Two-Drug Combination Savings
Two-drug ART with dolutegravir-lamivudine more cost-effective.
Virologically suppressive first-line antiretroviral treatment with a two-drug regimen of dolutegravir (Tivicay) and lamivudine would be highly cost effective and could save US health systems approximately $500 million over five years, according to the results of a mathematical model published in the online edition of Clinical Infectious Diseases, reports www.aidsmap.com.
Switching a quarter of currently suppressed patients to the two-drug combination could achieve five-year savings of $3 billion.
“We demonstrate that an induction-maintenance strategy of three-drug initial therapy with DTG/ABC/3TC [dolutegravir/abacavir/lamivudine] followed by DTG+3TC maintenance would be cost-effective in the US under plausible virologic efficacy assumptions; DTG+3TC as initial therapy could be even more cost effective,” comment the researchers. “We find that the induction-maintenance and two-drug strategies, if adopted, could save over $500 million or $800 million, respectively, in HIV therapy costs in the first five years compared to the current standard of care.”
The study’s findings are described as “important” by the authors of an accompanying editorial, who suggest that cost savings achieved with effective two-drug therapy could be used to improve rates of engagement and retention in care, both key to controlling the HIV epidemic in the US.

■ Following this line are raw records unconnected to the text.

PR #85, opened 2023-03-10
Coverage analysis

a-frantz:
* new workflow inputs:
    * optional array of BED files to analyze coverage for. Accompanied by an optional array (of equal length) of strings to label those regions. Without a label array, default labels of `regions1`, `regions2`, etc. will be used.
        * note: internally, and in the examples in the documentation, we will use the BEDs/labels of `exon` and `CDS`. But we will explicitly allow users to use their own arbitrary BEDs/regions
* use new reference BEDs with `mosdepth`
* stop running `picard CollectWgsMetrics` (will probably keep the task in the repo, in the unlikely case we ever chose to revisit this decision)
* simplify `experiment` param to just `DNA` or `RNA` (would "experiment" still be the right word for this param? Would "molecule" or "sequence_type" be better? Just an idea I'm throwing out there, no strong feelings from me)
* include new workflow for generating all the QC reference files, including a task that creates "exon" and "CDS" BEDs

~~Caveat: We can't get all the mosdepth reports into any multiqc reports (either the per-sample ones, or the aggregate ones I pass to David). This is a future problem to deal with. In the meantime, I will only pass the "whole genome" coverage report to multiqc. This file will be guaranteed to always be generated, while the others are "optional", so makes the most sense to be consistent.~~
It is possible to display these how we want in MultiQC and that has been implemented.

First-line HIV therapy normally consists of three drugs from two separate antiretroviral classes. This treatment usually costs upwards of $30,000 per patient, per year.
Results of a pilot study presented to the 15th European AIDS Conference this year showed that first-line treatment with two just two drugs—the potent integrase inhibitor dolutegravir with lamivudine—had excellent virological efficacy over 48 weeks, with a favorable safely/toxicity profile. Full results will be published in 2016.